Regole operative per noleggio, usato e fermo amministrativo
Grande attenzione è riservata al settore del noleggio a lungo termine, un mercato in continua espansione. Per risolvere le storiche incertezze sulle competenze fiscali, l’imposta andrà versata alla Regione in cui si trova la sede operativa che amministra concretamente il servizio, a prescindere da dove sia fissata la sede legale. Dal 2027, inoltre, diventerà obbligatorio inserire i nuovi contratti nell’Archivio Nazionale Veicoli, garantendo maggiore trasparenza e controlli mirati.
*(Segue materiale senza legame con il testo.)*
Issue #421, opened 2015-08-14
Suggestion: Don't Export if Scene Doesn't Have Valid Camera


SolarLune:
Hey, there. 

So basically, if you try to use BDX without a camera set (like in a layer different from the one with the camera), BDX will crash out (logically, of course) on start. It'd be nice if this was replaced with a simple error message on export, like "Please set a valid starting camera object for this scene and layer."

GoranM:
The right way to address this would be to generate default camera data, when necessary, just like the BGE.

rafcolson:
I'm assuming this would mean that BDX should also be able to generate a default object. This could also be the foundation for possibly ```scene.addPrimitive()```, ```scene.addEmpty()```, ```scene.addLight()```, ```scene.addCamera()```. But that's another suggestion. Anyway, it would be great if the code for generating data for such default camera could also be used for these other kind of objects.

I've tried this a couple of months ago, but I was having some trouble with building the the JsonValue ```g.json```.

GoranM:
> I'm assuming this would mean that BDX should also be able to generate a default object.

No, because the exporter can simply generate the camera data, which BDX can load normally.

rafcolson:
How could BDX load a camera if there is no camera? Are you talking about the Custom Camera ?

GoranM:
I'm not sure what you mean by "User Camera".

If you have a scene without a camera, the exporter could be modified to create the data for a default camera, as if it actually existed in the scene. Since BDX only knows what the exporter data encodes, if a .bdx file contains camera data, BDX will simply use it.

rafcolson:
>I'm not sure what you mean by "User Camera".

I'm not sure how it works, but the BGE generates the User Camera, so it should be accessible in the bpy, I think. I think it would be nice if BDX would also import this camera if not in Camera View.

>If you have a scene without a camera, the exporter could be modified to create the data for a default camera, as if it actually existed in the scene. Since BDX only knows what the exporter data encodes, if a .bdx file contains camera data, BDX will simply use it.

I understand. But it would be great if the exporter would also create the data for a default object (which would be a large part of the default camera data anyway), and so it would be possible to use this default object, preferably an empty (which is actually a NO_COLLISION cube with no material), for features such as ```scene.addEmpty()```, ```scene.addPrimitive("CUBE")```, ```scene.addPrimitive("UV_SPHERE")```, ... In conjunction with a method ```GameObject.material()``` this would open up a lot of possibilities.

[...]

PR #427, opened 2015-08-22
(#421) Blender 3D View camera support

rafcolson:
This allows previewing with the 3D View.

A new camera will be replicated when:
- no active camera exists
- 3D View type is not "CAMERA" (mode = "User Persp" or "User Ortho")
A warning then is printed to the console.

Note: When the screen doesn't contain a 3D View region, an exception will be raised.

Extra note: [```name_object["__EMPTY__"] = generate_object()```](https://github.com/rafcolson/bdx/commit/edf6dd039fcd8c15a9b144bed5fed2fd8dcf09f9#diff-e3fabe6964c359c268b2a1dfc4ee1f00R525) only to illustrate how it is now possible to generate a default empty. But if this PR has a go, I'll leave that out for another commit.

### DIFF
--- a/blender/bdx/exporter.py
+++ b/blender/bdx/exporter.py
@@ -393,6 +393,35 @@ def get_cls_name(obj):
     return obj.name
 
 
+def relevant_region_3d_data():
+    
+    def get_areas_3d_data(areas):
+        return [[a, a.height * a.width] for a in areas if a.type == "VIEW_3D"]
+    
+    r3d = bpy.context.region_data
+    if r3d:
+        if r3d.view_perspective == "CAMERA":
+            return
+    elif bpy.context.scene.camera:
+        return
+    else:
+        a3d = get_areas_3d_data(bpy.context.screen.areas)
+        if not a3d:
+            screens = bpy.data.screens
+            if "BDX" in screens:
+                a3d = get_areas_3d_data(screens["BDX"].areas)
+                if not a3d:
+                    a3d = get_areas_3d_data(sum([list(scr.areas) for scr in screens], []))
+            else:
+                a3d = get_areas_3d_data(sum([list(scr.areas) for scr in screens], []))
+            if not a3d:
+                return
+        if len(a3d) != 1:
+            a3d.sort(key=lambda lst: lst[1])
+        r3d = a3d[-1][0].spaces[0].region_3d
+    return r3d
+
+
 def srl_objects(objects):
     name_object = {}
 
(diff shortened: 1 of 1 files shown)


GoranM:
> Extra note: `name_object["__EMPTY__"] = generate_object()` only to illustrate how it is now possible to generate a default empty. But if this PR has a go, I'll leave that out for another commit.

For this PR, we only need to generate camera data, so there's no need for a generate_object method.

Just set the required data: `new_cam = { ... }`.

-

Why are you printing a "WARNING"? Is there a situation in which this warning could be helpful?
 
-

If you loop through `bpy.data.screens['BDX'].areas`, instead of `bpy.context.screen.areas`, r3d should never be None.

-

In camera_names(), couldn't you just check `scene.camera` once?:

```python
if scene.camera:
    # make sure scene.camera.name is first
else:
    # insert "__CAMERA__"
```

rafcolson:
Thanks for your reply, @GoranM 
>For this PR, we only need to generate camera data, so there's no need for a generate_object method.

Okay.

>Why are you printing a "WARNING"? Is there a situation in which this warning could be helpful?

You're right. I was thinking the same thing.

>If you loop through ```bpy.data.screens['BDX'].areas```, instead of ```bpy.context.screen.areas```, r3d should never be None.

I don't think that would work as intended always. Users may not have a 'BDX' screen in there blend project. But this is my plan:

If your mouse is over a 3D View area and P is pressed, that particular 3D View is replicated. Otherwise if the Export and Run button is used, the 3D View of the largest area of the current screen is replicated. If none is found and there is an active camera in the scene, this camera is used. Otherwise the largest 3D View area of the 'BDX' screen is replicated, if present, else an exception is raised: "No active camera or 3D View data in 'BDX' screen was found."

>In camera_names(), couldn't you just check scene.camera once?:
```java
if scene.camera:
    # make sure scene.camera.name is first
else:
    # insert "__CAMERA__"
```

Not exactly, because of the OR. Otherwise you'd have a duplicate line:
```java
if scene.camera:
    # make sure scene.camera.name is first
else:
    # insert "__CAMERA__"
if r3d and r3d.view_perspective != "CAMERA":
    # insert "__CAMERA__"
```

GoranM:
> If your mouse is over a 3D View area and P is pressed, that particular 3D View is replicated. Otherwise if the Export and Run button is used, the 3D View of the largest area of the current screen is replicated. If none is found and there is an active camera in the scene, this camera is used. Otherwise the largest 3D View area of the 'BDX' screen is replicated, if present, else an exception is raised: "No active camera or 3D View data in 'BDX' screen was found."

Sounds good.

> Not exactly, because of the OR.

I thought we just wanted to use the default view camera when there is no active camera, but I guess you're trying to make it work like in the BGE, where it's always using the default unless you're in camera mode?

If so, then yea, that makes sense.

rafcolson:
>Sounds good.

I'm afraid it won't be possible though. I'm still searching for a way to get the "hovered on" region.

>I thought we just wanted to use the default view camera when there is no active camera, but I guess you're trying to make it work like in the BGE, where it's always using the default unless you're in camera mode?

Yes, that was my intention. I assume that would be okay?

rafcolson:
PR adjusted.

GoranM:
Instead of `get_3d_view_region_data()`, perhaps `region_3d()` would be a more fitting name?

--

If a region is found, the method should just return it:

```python
r3d = bpy.context.region_data
if r3d:
    return r3d
...
```

If you need to check on view_perspective, you can do it outside.

--

I don't think you should throw exceptions inside the method. The method should just return the relevant region_3d reference, or None.

You can then throw a single exception in `camera_names()`:

```python
if not scene.camera or r3d and r3d.view_perspective != "CAMERA":
    if not r3d:
        raise Exception("No active camera or 3D View data")
    cam_names.insert(0, "__CAMERA__")
```

--

There's no need to import the operator module - You can use a lambda to sort:

```python
key=lambda lst: lst[1]
```

rafcolson:
>If a region is found, the method should just return it:
```java
r3d = bpy.context.region_data
if r3d:
    return r3d
...
```
If you need to check on view_perspective, you can do it outside.

It should only return r3d if view_perspective is not "CAMERA" else None. As you said:

>The method should just return the relevant region_3d reference, or None.

GoranM:
I don't really understand what you mean: A region_3d is a region_3d, regardless of the view_perspective value, isn't it?

rafcolson:
Yes. I'll try to adjust the code in a few days.

rafcolson:
This what I could do. Since we want BDX to use the active camera whenever pushing "export and run" (whether context has region data or not) we should check for an active camera (with ```scene.camera``` or ```view_perspective```) inside the method. The method should only return 3D View Region data if relevant. So ```relevant_region_3d_data()``` would be a more descriptive name for it.

As suggested I took the Exceptions out of the method and put one in ```camera_names()```. I also used lambda instead of the operator module.

I'm sorry I didn't comply to all of your suggestions, but in my opinion (or to my knowledge) it would make things more complicated in order to preserve equal results.

rafcolson:
When running BDX in camera view (or when pushing 'export and run' button) while the camera is not in an active layer, BDX will fail. So I've added an Exception message for this case: ```"No active camera in active layer(s)"``` This should eventually solve the the second part of the problem mentioned by SolarLune [here](https://github.com/SolarLune). Notice that when not in camera view BDX will be able to run with the generated camera. This allows previewing in whatever layer.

Per quanto riguarda il mercato dell’usato, quando un privato cede il veicolo a un concessionario autorizzato, la tassa viene sospesa temporaneamente, a patto che il passaggio venga registrato al PRA entro 60 giorni. Durante la giacenza in salone non maturano debiti; tuttavia, al momento dell’acquisto, il nuovo proprietario dovrà riprendere i pagamenti seguendo le scadenze legate alla prima immatricolazione. Linea dura, invece, sulle vetture soggette a fermo amministrativo. Se l’auto è bloccata per debiti (Agenzia delle Entrate o riscossione), l’obbligo di pagare il bollo non si interrompe. Il divieto di circolazione non annulla la tassa: il proprietario dovrà saldare per intero la propria posizione fiscale prima di poter sbloccare il mezzo.